§ Work request: Reproduce, with no edits, the line that contains "- [ ] Flows are respected" and all the lines that follow it, ending with the last line of the records.

(Stored items)
Issue #284, opened 2021-03-13
TASK-83: Viewing Other User Profile Page Flows


RGPosadas:
**Task Description**

As a developer, I want to setup the flows that will lead to viewing another user's profile page.

Flow #1: UserA is friends with UserB
1. UserA logs in
1. UserA goes to their Profile Page
1. UserA clicks on My Friends
1. UserA clicks on UserB's profile
1. UserA sees UserB's profile page 

Flow #2: UserA is not friends with UserB
1. UserA logs in
1. UserA goes to their Profile Page
1. UserA clicks on Add Friends
1. UserA types in UserB's name
1. UserA clicks on UserB's profile
1. UserA sees UserB's profile page 

Flow #3: Accessing UserB's profile through chatting pages
1. UserA is in a chat with UserB (either Direct Messages or Event Messages)
1. UserA clicks on UserB's avatar
1. UserA sees UserB's profile

**Acceptance Criteria**
- [ ] Connect pages to each other which will eventually lead to a user's profile page
- [ ] Flows are respected
- [ ] Update E2E test as needed
- [ ] Documentation present where necessary
- [ ] Unit and UI tests are implemented for every new component and function

RGPosadas:
Closing since these flows have already been done in their respective tickets.

Issue #270, opened 2021-03-13
US-7.4: View Other User Profiles


RGPosadas:
**User Story Description**

As a user, I want to see other users’ profiles so that I may see their profile and events that they’ve participated in.

**User Acceptance Flow**
1. UserA logs in
1. UserA sees UserB's profile page

**Note**: You can hardcode it so that it will check the relationship between user 1 (current user) and user 2.

**Acceptance Criteria**

- [ ] User Acceptance Flow is respected
- [ ] There must exist an automated Cypress acceptance test which tests the user acceptance flow
- [ ] Documentation present where necessary
- [ ] Unit and UI tests are implemented for every new component and function
- [ ] The application should still work with seeded data
- [ ] Must match mockups:
   - [Add Friend ](https://www.figma.com/file/FJPXMYI4ULCnuCEZvPs67k/Mull?node-id=1793%3A58846)view
   - [Pending](https://www.figma.com/file/FJPXMYI4ULCnuCEZvPs67k/Mull?node-id=1793%3A58851) view
   - [Friends](https://www.figma.com/file/FJPXMYI4ULCnuCEZvPs67k/Mull?node-id=1793%3A58834) view
   - [Remove Friend modal](https://www.figma.com/file/FJPXMYI4ULCnuCEZvPs67k/Mull?node-id=1793%3A58839) view

PR #330, opened 2021-04-02
TASK-76: View Other User Profiles Frontend

### LINKED ISSUE #272: TASK-76: View Other User Profiles Frontend
**Task Description**

As a developer, I want to setup the frontend for viewing other users' profiles

**Acceptance Criteria**

- [ ] user-relationship buttons exist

§ Response area:
- [ ] Flows are respected
- [ ] Update E2E test as needed
- [ ] Documentation present where necessary
- [ ] Unit and UI tests are implemented for every new component and function

RGPosadas:
Closing since these flows have already been done in their respective tickets.

Issue #270, opened 2021-03-13
US-7.4: View Other User Profiles


RGPosadas:
**User Story Description**

As a user, I want to see other users’ profiles so that I may see their profile and events that they’ve participated in.

**User Acceptance Flow**
1. UserA logs in
1. UserA sees UserB's profile page

**Note**: You can hardcode it so that it will check the relationship between user 1 (current user) and user 2.

**Acceptance Criteria**

- [ ] User Acceptance Flow is respected
- [ ] There must exist an automated Cypress acceptance test which tests the user acceptance flow
- [ ] Documentation present where necessary
- [ ] Unit and UI tests are implemented for every new component and function
- [ ] The application should still work with seeded data
- [ ] Must match mockups:
   - [Add Friend ](https://www.figma.com/file/FJPXMYI4ULCnuCEZvPs67k/Mull?node-id=1793%3A58846)view
   - [Pending](https://www.figma.com/file/FJPXMYI4ULCnuCEZvPs67k/Mull?node-id=1793%3A58851) view
   - [Friends](https://www.figma.com/file/FJPXMYI4ULCnuCEZvPs67k/Mull?node-id=1793%3A58834) view
   - [Remove Friend modal](https://www.figma.com/file/FJPXMYI4ULCnuCEZvPs67k/Mull?node-id=1793%3A58839) view

PR #330, opened 2021-04-02
TASK-76: View Other User Profiles Frontend

### LINKED ISSUE #272: TASK-76: View Other User Profiles Frontend
**Task Description**

As a developer, I want to setup the frontend for viewing other users' profiles

**Acceptance Criteria**

- [ ] user-relationship buttons exist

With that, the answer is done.